在记忆深处,她一直记得父母给她起的名字「杨妞花」,小名「杨妞妞」。她迫切地想要改回来。认亲之后,她为了改名这件事多次找过相关部门。但对方告知,必须要有明确的证据证明她曾经叫作「杨妞花」。直到去年拿到余华英案的判决书,上面载明,「李素燕」原名叫「杨妞花」,她才能去申请。
从提交申请到拿到身份证,需要几个月的时间。今年6月,杨妞花从快递站拿到新办好的身份证。回到自己经营的美容店里,杨妞花看着手中的身份证一边流泪。她拍了一张照片发给姐姐桑英。
「你看,我跟你一样姓杨了。」
「哎呀,恭喜你」「爸爸得多高兴啊,」桑英说。
看到姐姐的回复,杨妞花发了一个小孩在地上打滚的表情。
改名之前,杨妞花想的是保留「李素燕」这个现用名,在这个名字后打括号,写上曾用名「杨妞花」。之所以这样做,是她担心名字不同会给生活带来不便——在她生活的河北邯郸,家人朋友都习惯她叫「李素燕」,很多重要的信息登记也是这个名字。
但在叫回「杨妞花」之后,她没有再细想过这个事。拿到新身份证后很长一段时间里,她沉浸在找回名字的兴奋之中。那几个月,无论走到哪里,她都忍不住想要掏出那张崭新的身份证,向别人介绍:「我叫杨妞花。」
反击「人贩子」
如今再提到「杨妞花」,很多人会把这个名字和寻亲、打拐联系到一起。她寻亲的故事被写成书出版,也有影视公司找到她,想把她的经历改编成影视作品。
今年九月底,电影【浴火之路】在上海举办首映礼,邀请了杨妞花和另外一位寻亲成功的被拐者观影。出发前,杨妞花只知道自己被安排在观影后发言,但到了现场后,她没想到自己会被如此「隆重」地介绍——「5岁被拐的女孩」、「26年后将人贩子送上法庭」,这是现场主持人在介绍她出场时提到的关键词。
这部以打拐为题材的影片,讲述了被拐儿童父母反击「人贩子」的故事。电影里的寻亲家长,有的为了找孩子没吃没喝仍在坚持,有的家长在寻亲的过程中很乐观,却在找到孩子后发现孩子已离世,受不了打击跳桥……看到这里,杨妞花忍不住流眼泪。
电影里,穷凶极恶的「人贩子」最终下场凄惨——有的在雨夜被雷劈中,有的则被水泥淹死。

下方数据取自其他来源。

PR #137, opened 2024-11-19
Detect all conflicts on `Engine::check_solution`

Dekker1:


Dekker1:
@AllenZzw This was one of the changes that we discussed. It seems to affect the job shop benchmarks mostly negatively, but it's unclear to me whether this is just because of a different search order, and we are unlucky in 2 out of 3 changes. In general, giving more information back to the SAT solver with no change in runtime for `check_solution` would seem good.

Could you run a larger test suite to see whether this is worthwhile or not (independent of propagator deactivation)?

crates/huub/src/solver/engine.rs
```diff
@@ -324,20 +324,22 @@ impl PropagatorExtension for Engine {
...
+		loop {
+			ctx.run_propagators(&mut self.propagators);
+			// No propagation can be triggered (all variables are fixed, so only
+			// conflicts are possible)
+			debug_assert!(ctx.state.propagation_queue.is_empty());
+			// Process propagation results, and accept model if no conflict is
+			// detected
+			if let Some(conflict) = ctx.state.conflict.take() {
+				// Move conflict to clauses before backtrack
+				ctx.state.clauses.push_back(conflict);
```
AllenZzw, line 337: The normal clauses in `state.clauses` and conflict clauses in `state.conflict` seems to be handled differently in `add_external_clause`. Shall we change the `conflict` variable into a vector to ensure the consistent handling of conflicts?

Dekker1: The difference is that `state.clauses` are persistent, and will be kept even when you backtrack. We could change `conflict` to be a vector and capture all conflicts immediately, but it would still require the move to `state.clauses` because we immediately backtrack afterwards in `check_solutions`. (Note that the other difference is that all other clauses and propagations are posted before the conflict, to ensure it will cause conflict in the SAT solver. However, since conflicts are added to the end of the list and there cannot be any propagations, this is not a problem).

So if we stick to my proposed design, where we detect all conflicts in `check_solutions`, but find only the first in `propagate`, then don't think we need to change it.

AllenZzw: I see. Probably the performance change is due to the search heuristic. Let me test it using a larger benchmark and also try the ``--vsids-only`` option.

Dekker1: That would be great! Thanks :)

AllenZzw: Tested with jobshop and openshop instances. The performance seems to remain the same.

Dekker1: If the performance is just the same, then I'm not sure whether the change is worthwhile.

Like we discussed in person: only one of the clauses is used in conflict resolution, so any other given clauses are added to the clause database “as is”. I'm not sure whether this wouldn't be something we would hope to avoid.

I'll at least make another branch that ensures that conflict clauses in `check_solution` are still added as “removable” clauses.

Dekker1:
This only seemed to be effective when using the disabling of propagators. For now I'll close this PR.

PR #151, opened 2025-02-17
Further unification concerns

Dekker1:
- **Ensure subscriptions are moved when unifying variables**
- **Ensure `resolve_alias` results in a `Const` variant when possible**
- **Add integer equality constraint for when unification is impossible**


Dekker1:
Note that I've refrained from implementing a binary `IntEq` propagator. Looking at Chuffed, the propagator is normally still split into two `IntLessEqual` (or `GreaterEqual` in their case). So I decided that it probably is a small optimization that we can do later.

PR #161, opened 2025-03-13
Turn on restart by default

AllenZzw:


Dekker1:
This doesn’t seem correct. Restart would break the normal fixed search. Why does it need to be on by default rather than turning it on with free search or manually?

AllenZzw:
This is to make it consistent with the help message: https://github.com/huub-solver/huub/blob/01ca552b78dbeeb880b1ad4491b3df2b7d19353d/crates/fzn-huub/src/main.rs#L44 
I fine if we decide to change the message instead.

Dekker1:
Good point! I think we had it on by default, but then found it wasn't performing the fixed search correctly. So I changed the default, but must have forgotten to change the message.

PR #162, opened 2025-03-20
add special handling for pseudo-boolean constraints

AllenZzw:
Add special handling for two pseudo-boolean constraints: 
- $b_i + b_j \leq 1 === (\neg b_i) \vee (\neg b_j)$
- $\sum_i b_i \geq 1 === \vee_i b_i$

### DIFF
--- a/crates/huub/src/constraints/int_linear.rs
+++ b/crates/huub/src/constraints/int_linear.rs
@@ -4,7 +4,7 @@
 //! integer decision variables.
 
 use itertools::{Either, Itertools};
-use pindakaas::Lit as RawLit;
+use pindakaas::{ClauseDatabaseTools, Lit as RawLit};
 
 use crate::{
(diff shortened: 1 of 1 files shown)


Dekker1:
I think the idea of special handling is a good idea, but I'm not sure about this implementation. Didn't we talk about using the `BoolLinAggregator` from pindakaas?

I'll see if I can whip up an implementation so you can try and see if it also solves your case.

The main thing would be that it further simplifies the constraints and also allows use to further distinguish the different linear variants if we want to do something with it in the future.

AllenZzw:
Yes, we should definitely try ``BoolLinAggregator``. Just added two most common and useful cases here. We can try to switch to ``BoolLinAggregator`` once we have the interface.

AllenZzw:
Close as this is handled in #163

PR #172, opened 2025-04-16
Add seq_precede_chain and value_precede_chain

kletzi:
Add dedicated implementations for the two symmetry breaking globals, corresponding FlatZinc translations, and test cases.


crates/huub/src/constraints/int_value_precede.rs
```diff
@@ -0,0 +1,1144 @@
...
+impl<S: SimplificationActions> Constraint<S> for IntSeqPrecedeChain {
+	fn simplify(&mut self, actions: &mut S) -> Result<SimplificationStatus, ReformulationError> {
+		let mut ub = 0;
+		for &v in self.vars.iter() {
+			if actions.check_int_in_domain(v, ub + 1) {
+				ub += 1;
+			}
+			actions.set_int_upper_bound(v, ub)?;
+		}
+		//todo this can become more powerful if updated upper bound from previous loop is available
```
Dekker1: I'm not sure whether I understand this TODO. Do you mean what the change in upper bound was, or just that it would be more powerful if this is done multiple times?

crates/huub/src/constraints/int_value_precede.rs
```diff
@@ -0,0 +1,1144 @@
...
+}
+
+impl IntSeqPrecedeChainBounds {
+	/// 3 cases:
+	///
+	/// - Current lower bound is above k - This is the value that required the
+	///   earlier lower bound.
+	/// - k is in the domain of var i - Go one step up and to the next variable.
+	/// - k is not in the domain of var i - i can be anything else, go to next
+	///   variable.
```
Dekker1, line 143: This comment should probably explain what the method does first.

crates/huub/src/constraints/int_value_precede.rs
```diff
@@ -0,0 +1,1144 @@
...
+
+		for v in vars {
+			solver.enqueue_on_int_change(prop, v, IntPropCond::Domain);
+		}
+		solver.enqueue_now(prop);
+	}
+
+	/// Do a full propagation run, requires checking all variables in both
+	/// directions.
+	fn propagate_full<P: PropagationActions>(&mut self, actions: &mut P) -> Result<(), Conflict> {
```
Dekker1: This is only done once, maybe rename it to be `initial_propagation` or something.

crates/huub/src/constraints/int_value_precede.rs
```diff
@@ -0,0 +1,1144 @@
...
+}
+
+impl<P, E> Propagator<P, E> for IntSeqPrecedeChainBounds
+where
+	P: PropagationActions,
+	E: ExplanationActions,
+{
+	#[tracing::instrument(name = "seq_precede_chain", level = "trace", skip(self, actions))]
+	fn propagate(&mut self, actions: &mut P) -> Result<(), Conflict> {
+		if self.initialized {
```
Dekker1: I think I would like it better the other way around. Have a `if !self.initialized { return self.propagate_full(actions); }`, then the rest is more straightforward.

crates/huub/src/constraints/int_value_precede.rs
```diff
@@ -0,0 +1,1144 @@
...
+			.iter()
+			.take(i)
+			.map(|&v| actions.get_int_lit(v, IntLitMeaning::NotEq(self.values[j - 1])))
+			.collect()
+	}
+
+	/// Get the lower bound for the index in values, None if any options outside
+	/// values are still in the domain. Has to exclude values below and above the
+	/// range of values, then all holes, finally values with lower index.
+	fn get_lower_bound<I: InspectionActions>(&self, actions: &mut I, i: usize) -> Option<usize> {
```
Dekker1: The naming of this method is a little confusing with `get_int_lower_bound`. Maybe we can think of something more clear.

crates/huub/src/constraints/int_value_precede.rs
```diff
@@ -0,0 +1,1144 @@
...
+				k -= 1;
+				if actions.get_trailed_int(self.last[k]) < i {
+					return Ok((i as usize, k + 1));
+				}
+			}
+
+			i -= 1;
+			if i < 0 {
+				self.propagate_lower_bound(actions, 0, k)?;
+				return Ok((0, k)); //todo There is a conflict now, but it might need propagation to trigger
```
Dekker1: How hard would it be to explicitly create an `Conflict` to return? Would we have to copy `propagate_lower_bound`?

Dekker1 (commented):
Things are looking good. I've made some small changes to make things a little more consistent with the existing code base (in the hope to make it more maintainable).

What is mostly left to do is to make sure that I understand what is going on and have a look at the “TODO” comments that you've left.

Things that I'm already wondering about (and that we can discuss):
- Many methods have the same names between the two propagators. Are any of them fully the same, and if so which ones?
- Both propagators have an `initialized` flag. Shouldn't we just run the initialization on the model layer and then just use the initialized version during propagation?

In general, it would be nice to have a few more comments in the algorithms to actually explain what they are doing. Even the merged propagators lack comments, so it would be good if we can set a new standard with this one.

kletzi:
I added more comments and renamed some of the functions we talked about.

PR #174, opened 2025-04-29
add options to enable/disable preprocessing and inprocessing techniques in CaDiCal

AllenZzw:


crates/fzn-huub/src/lib.rs
Dekker1, line 1: I generally like the attributes of the struct to be sorted alphabetically or to be grouped semantically (with a remark about the group). That makes it a lot easier to find things when everything grows.

crates/huub/src/reformulate.rs
Dekker1, line 1: Similarly, here we should group or sort the options. I certainly would sort the methods alphabetically

crates/huub/src/lib.rs
```diff
@@ -1104,7 +1104,13 @@ impl Model {
 		let any_slv: &mut dyn Any = slv.oracle.solver_mut();
 		if let Some(r) = any_slv.downcast_mut::<Cadical>() {
 			r.set_option("restart", config.restart() as i32);
+			r.set_limit("preprocessing", config.preprocessing() as i32);
```
Dekker1: Interesting that the limit is set using a `bool`. I would have thought that would be a limit in the sense of the “number of times” something is done or the “amount of time” spent on this.

share/minizinc/solvers/huub.msc
Dekker1, line 1: These flags probably all need `--help` text as well. Maybe that should also mention the solver in which these techniques are supported (and that the flag is otherwise ignored). This is not really necessary atm, but might be a good reminder for the future.

share/minizinc/solvers/huub_expr.msc
Dekker1, line 1: I don't think this file should exist

share/minizinc/solvers/huub.msc
Dekker1: We also probably want to keep the flags here in a sorted order.

Dekker1 (changes requested):
It mostly looks good to me, but there are some small changes before I merge this.

I can make the changes if you don't have time

AllenZzw:
> It mostly looks good to me, but there are some small changes before I merge this.
> 
> I can make the changes if you don't have time

Thanks for the comments! I can make those changes.

PR #180, opened 2025-05-14
Add Not First/Not Last propagators for disjunctive

AllenZzw:
- add not-last propagator for disjunctive
- add detectable precedence propagator for disjunctive
- update the interface for omega-theta tree


crates/huub/src/constraints/disjunctive_strict.rs
```diff
@@ -32,31 +32,81 @@ pub struct DisjunctiveStrict {
...
+enum DisjunctivePropagationRule {
+	/// The edge finding propagation rule.
+	EdgeFinding,
+	/// The not-last propagation rule.
+	NotLast,
+	/// The precedence propagation rule.
+	Precedence,
+}
+
+impl From<u64> for DisjunctivePropagationRule {
```
Dekker1: I would prefer removing these `From` implementations and putting the match statement in the `propagation_rule_from_data` (and the other direction). I think this conversion might otherwise be too easy to trigger (in non-obvious ways.

crates/huub/src/constraints/disjunctive_strict.rs
```diff
@@ -32,31 +32,81 @@ pub struct DisjunctiveStrict {
 	pub(crate) start_times: Vec<IntDecision>,
 	/// Durations of each task.
 	pub(crate) durations: Vec<IntVal>,
+	/// Whether to enable the edge finding propagator.
```
Dekker1: I would point to the specific propagation rule enum members, e.g. `DisjunctiveProagationRule::EdgeFinding`

crates/huub/src/constraints/disjunctive_strict.rs
```diff
@@ -32,31 +32,81 @@ pub struct DisjunctiveStrict {
...
+	/// Defaults to `false`.
+	pub(crate) not_last_prop: Option<bool>,
+	/// Whether to enable the detectable precedence propagator.
+	///
+	/// Defaults to `false`.
+	pub(crate) detectable_precedence_prop: Option<bool>,
+}
+
+#[derive(Clone, Debug, Eq, Hash, PartialEq)]
+enum DisjunctivePropagationRule {
```
Dekker1: Missing documentation for the enum itself. Probably point to the propagator struct where the different algorithms will then also be described.

crates/huub/src/constraints/disjunctive_strict.rs
```diff
@@ -32,31 +32,81 @@ pub struct DisjunctiveStrict {
...
+		}
+	}
 }
 
 #[derive(Debug, Clone, PartialEq, Eq, Hash)]
-/// A propagator for the `disjunctive_strict` constraint using the Strict Edge
-/// Finding algorithm.
-pub struct DisjunctiveStrictEdgeFinding {
+/// A propagator for the `disjunctive_strict` constraint using the Overload Checking,
+/// Edge Finding, Not-First/Not-Last, and Detectable Precedence algorithms.
```
Dekker1: Could you add a few sentences to describe the different algorithms and what they do here? We probably also want to add citations to where they came from.

Note that you can use Markdown in the comments to create different sections.

crates/huub/src/constraints/disjunctive_strict.rs
```diff
@@ -67,22 +117,27 @@ struct OmegaThetaTree {
...
+	/// to the task number.
+	task_no: Vec<usize>,
 }
 
 #[derive(Debug, Clone, PartialEq, Eq, Hash)]
 /// A node structure for the [`OmegaThetaTree`].
 struct OmegaThetaTreeNode {
 	/// Total duration of the tasks under the tree rooted at this node.
-	total_durations: i32,
+	total_durations: i64,
```
Dekker1, line 154: Was there a specific reason why these had to grow to `i64`? Is this just because we accept integers to 64 bits?

crates/huub/src/constraints/disjunctive_strict.rs
```diff
@@ -94,6 +149,53 @@ struct TaskInfo {
...
+	/// Return whether the edge finding propagation will be used when
+	/// creating a [`Solver`] object.
+	pub fn edge_finding_propagation_enabled(&self) -> bool {
+		self.edge_finding_prop.unwrap_or(true)
+	}
+
+	/// Ensure the use of the edge finding propagator when this constraint is
+	/// posted to a [`Solver`] object.
+	///
+	/// Note that this method does not affect whether other propagators
```
Dekker1: For these comments, we should probably use “propagation method” instead of “propagator”, since they are combined in a single struct.

crates/huub/src/constraints/disjunctive_strict.rs
```diff
@@ -94,6 +149,53 @@ struct TaskInfo {
...
+	/// Return whether the not-last propagation will be used when
+	/// creating a [`Solver`] object.
+	pub fn not_last_propagation_enabled(&self) -> bool {
+		self.not_last_prop.unwrap_or(false)
+	}
+
+	/// Ensure the use of the not-last propagator when this constraint is
+	/// posted to a [`Solver`] object.
+	///
+	/// Note that this method does not affect whether other propagators
```
Dekker1: See above

crates/huub/src/constraints/disjunctive_strict.rs
```diff
@@ -94,6 +149,53 @@ struct TaskInfo {
...
+	/// Return whether the detectable precedence propagation will be used
+	/// creating a [`Solver`] object.
+	pub fn detectable_precedence_propagation_enabled(&self) -> bool {
+		self.detectable_precedence_prop.unwrap_or(false)
+	}
+
+	/// Ensure the use of the detectable precedence propagator when this
+	/// constraint is posted to a [`Solver`] object.
+	///
+	/// Note that this method does not affect whether other propagators
```
Dekker1: See above

crates/huub/src/constraints/disjunctive_strict.rs
```diff
@@ -126,140 +228,614 @@ impl<S: SimplificationActions> Constraint<S> for DisjunctiveStrict {
...
+			self.detectable_precedence_propagation_enabled(),
+		);
+
 		Ok(())
 	}
 }
 
-impl DisjunctiveStrictEdgeFinding {
+impl DisjunctiveStrictPropagator {
 	#[inline]
```
Dekker1: All the followin methods are marked "inline", but it is a little unclear why. I think we either need to reason about when we mark them as such, or do some experiments. I think we can remove the inline and the compiler will do the reasoning well enough.

crates/huub/src/constraints/disjunctive_strict.rs
```diff
@@ -126,140 +228,614 @@ impl<S: SimplificationActions> Constraint<S> for DisjunctiveStrict {
...
+	/// Return the propagation rule from the data stored for explanation.
+	fn propagation_rule_from_data(&self, data: u64) -> DisjunctivePropagationRule {
+		(data >> 62).into()
+	}
+
+	/// Propagate overload checking propagation rule
+	fn propagate_overload_checking<P: PropagationActions>(
+		&mut self,
+		actions: &mut P,
+	) -> Result<(), Conflict> {
```
Dekker1: The comments in this method do not really explain the reasoning, just the actions being taken. Can you adjust them so that the method says what "overload checking" means (and how its going to prune)? Then the comments in the method should talk about why things are done. Why do we clear the tree and sort the tasks? What does it mean to check the "overload checking propagation rule"?

crates/huub/src/constraints/disjunctive_strict.rs
```diff
@@ -126,140 +228,614 @@ impl<S: SimplificationActions> Constraint<S> for DisjunctiveStrict {
...
 
-	#[inline]
-	/// Return the (current) latest completion time of task `i`.
-	fn latest_completion_time<I: InspectionActions>(&self, i: usize, actions: &mut I) -> i32 {
-		actions.get_int_upper_bound(self.start_times[i]) as i32 + self.durations[i] as i32
+	/// Propagate detectable precedence propagation rule
+	fn propagate_detectable_precedence<P: PropagationActions>(
+		&mut self,
+		actions: &mut P,
+	) -> Result<bool, Conflict> {
```
Dekker1, line 601: Could you change the comments for this method similar to `propagate_overload_checking`?

crates/huub/src/constraints/disjunctive_strict.rs
```diff
@@ -126,140 +228,614 @@ impl<S: SimplificationActions> Constraint<S> for DisjunctiveStrict {
...
-	fn explain(&mut self, actions: &mut E, _: Option<RawLit>, task_no: u64) -> Conjunction {
-		// explain why the set of tasks Lcut(j) ∪ {i} cannot be completed before lct_j
-		// since energy of the set of tasks (including i) within the time window [earliest_start, latest_completion] is overloaded
-		// explain lower bound propagation for edge finding
-		let task_no = task_no as usize;
+	/// Propagate not-last propagation rule
+	fn propagate_not_last<P: PropagationActions>(
+		&mut self,
+		actions: &mut P,
+	) -> Result<bool, Conflict> {
```
Dekker1, line 864: Could you change the comments for this method similar to `propagate_overload_checking`?

crates/huub/src/constraints/disjunctive_strict.rs
```diff
@@ -126,140 +228,614 @@ impl<S: SimplificationActions> Constraint<S> for DisjunctiveStrict {
...
+			// If for all j in NLset(i) [lst_j ≤ lct_i'], then max{lst_j, j \in \Omega} ≤ lct_i', and lct_i' should be set
+			let (bv, _) = actions
+				.get_int_lit_relaxed(self.start_times[j], IntLitMeaning::Less(updated_lct_i + 1));
+			clause.push(bv);
+		}
+		clause
+	}
+
+	/// Propagate edge finding propagation rule and overload checking
+	fn propagate_edge_finding<P: PropagationActions>(
```
Dekker1: Could you change the comments for this method similar to `propagate_overload_checking`?

crates/huub/src/constraints/disjunctive_strict.rs
```diff
@@ -296,132 +946,67 @@ where
 			})
 			.collect()
 	}
-	#[tracing::instrument(name = "disjunctive_bounds", level = "trace", skip(self, actions))]
+
+	#[tracing::instrument(name = "disjunctive_strict", level = "trace", skip(self, actions))]
 	fn propagate(&mut self, actions: &mut P) -> Result<(), Conflict> {
-		// sort the tasks by earliest start time and construct the EF trees
+		// Sort the tasks by earliest start time and initialize the Omega-Theta tree
```
Dekker1, line 1090: Can you adjust the comment to say why this is done?

crates/huub/src/constraints/disjunctive_strict.rs
```diff
@@ -484,36 +1069,16 @@ impl OmegaThetaTree {
...
-	/// Finding the task responsible for min{est_S, est_i} where
-	/// - S is the set of tasks in the tree
-	/// - task i is one of the gray task in the tree
-	fn gray_est_responsible_task(&self, earliest_completion_time: i32) -> usize {
-		assert!(self.nodes[0].earliest_completion <= earliest_completion_time);
-		assert!(self.nodes[0].earliest_completion_gray >= earliest_completion_time);
+	/// Find the task responsible for pushing the gray task’s earliest completion time (ECT),
+	/// i.e., ECT(Ω ∪ i) > time_bound.
+	fn blocking_task(&self, time_bound: i64) -> usize {
+		assert!(self.nodes[0].earliest_completion <= time_bound);
```
Dekker1: Should this not use `self.root()` instead of `self.nodes[0]`?

crates/huub/src/constraints/disjunctive_strict.rs
```diff
@@ -610,17 +1230,17 @@ impl OmegaThetaTree {
 		let right_earliest_completion_gray = self.nodes[right_child].earliest_completion_gray;
 
 		self.nodes[i].total_durations = left_total_durations + right_total_durations;
-		self.nodes[i].earliest_completion = i32::max(
+		self.nodes[i].earliest_completion = i64::max(
```
Dekker1: We shouldn't use `i64::max` (nor `i32::max`). Instead we should use either the method call `right_earliest_completion.max(left_earliest_completion + right_total_durations)`. Or otherwise, we should import `std::cmp::max` and that `max` function (or `cmp::max` if you want to make it explicit).

crates/huub/src/flatzinc.rs
```diff
@@ -1207,7 +1207,22 @@ where
 							.iter()
 							.map(|l| self.par_int(l))
 							.try_collect()?;
-						self.prb += disjunctive_strict(start_times, durations);
+
+						let force_ef_prop =
```
Dekker1: - `force_ef_prop` -> `force_edge_finding`
- `force_nl_prop` -> `force_not_last`
- `force_dp_prop` -> `force_detectable_precedence`

Dekker1 (changes requested):
The PR looks excellent, but I hope you won't mind taking this opportunity to improve the documentation.

I'm also missing the definitions of the annotations you're detecting in `flatzinc.rs`. From memory, these do not exist in the MiniZinc standard library, so we need to add definitions for them in our solver library. Generally, this means adding a `huub.mzn` file in the solver library with these extended definitions.

crates/huub/src/constraints/disjunctive_strict.rs
AllenZzw: Added description in the corresponding function for each propagation rule.

crates/huub/src/constraints/disjunctive_strict.rs
AllenZzw: yes, because durations are i64 in the modelling layer.

crates/huub/src/constraints/disjunctive_strict.rs
AllenZzw: it is a requirement for the Omega-Theta tree. See its description for more details.

PR #194, opened 2025-07-16
fix(huub): resolution of a sequence of linear transformation aliases

kletzi:
I found a bug when resolving multiple stages of linear transformations after variable unifications. The problem was as follows:

- resolve_alias is called for a linear transformation -x-1
- x is an alias for y+1
- y is an alias for z+1

The result was that the final offset was incorrectly calculated which lead to wrong bounds being returned. I added a test case replicating this chain (which initially failed), and a fix in resolve_alias which makes the test case work.


Dekker1 (approved):
Great catch! Thank you for the fix and the helpful test case!

PR #63, opened 2016-01-05
We need to get the channel hash by reference when modifying the 'data'.

bcook-r7:
When we read from a channel in PHP, if there is more data returned by read() than the caller asked for, the data is cached in a 'data' element in the channel hash. However, since get_channel_by_id() returns a copy, we immediately lose all of that extra data on the first read. We need to get the hash by reference in order to modify its elements.

This fixes https://github.com/rapid7/metasploit-framework/issues/6414

# Validation steps

 - [x] Start PHP meterpreter
 - [x] Download a file > 64k
 - [x] Verify that the file is the same length and content as the original.

### DIFF
--- a/php/meterpreter/meterpreter.php
+++ b/php/meterpreter/meterpreter.php
@@ -530,7 +530,7 @@ function get_channel_id_from_resource($resource) {
     return false;
 }
 
-function get_channel_by_id($chan_id) {
+function &get_channel_by_id($chan_id) {
     global $channels;
     my_print("Looking up channel id $chan_id");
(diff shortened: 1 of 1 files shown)


wchen-r7:
Ahh turns out it's rather simple.... Ok. Thanks!!

bcook-r7:
Yep, PHP is silly that way. I'm presuming this never worked?

OJ:
Phew! For some reason I had this morbid fear that I'd somehow broken this. Nice fix @wchen-r7 :)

看完结局,杨妞花心里特别痛快。她觉得电影情节和现实生活很像:将她拐走的余华英,如今已经受到法律的严惩;当时在村子里为余华英提供落脚点的中间人王某付,如今已年过九旬,孤苦无依,晚景凄凉;而另外一名参与拐卖儿童的男子龚某良,也因早年的一场意外而离世。
想到自己把余华英送上法庭的经历,在分享观后感时,杨妞花把自己比喻成「可以咬人的兔子」。「在逼不得已的时候,我们就是虎和狼,可以冲破困住我们的笼子,去撕咬坏人。」
主演这部电影的演员赵丽颖在听到这句话后站了起来。她对杨妞花说,「我在抖音刷到过你的故事,我应该早点看到。」
这句话让杨妞花很感动。「我心想,她居然知道!就觉得可高兴了,这次没白来。」她说。
从寻亲者到志愿者
成为民间志愿者寻子公益网站「宝贝回家」志愿者这三年来。杨妞花经常会收到很多私信。向她求助的,大多是被拐儿童。「我可以找家吗?怎么能够让家里人不知道?会牵扯到养父母吗?」这些是他们最常问的问题。
她想到一个办法——在社交账号上发布自己和养父相处的日常。寻亲成功后,她会带着养父到姐姐家里一起过年,陪他一起去北京玩。她希望通过这些视频,告诉想找家但不敢找家的被拐儿童们:「你们可以放心大胆地去找,找到(亲生父母之后),决定权在你们手里。你们只会多一个爱你们的人,不会影响你们的生活。我在找到家之后,生活也没有被影响。」
一开始,杨妞花收到很多质疑和骂声。有的人不理解她的行为,骂她的养父是「买家」。但杨妞花还是坚持更新。时间久了,她发现这个方法「很管用」——有的被拐儿童看到她发的视频后,愿意主动站出来采血,和亲生父母比对DNA。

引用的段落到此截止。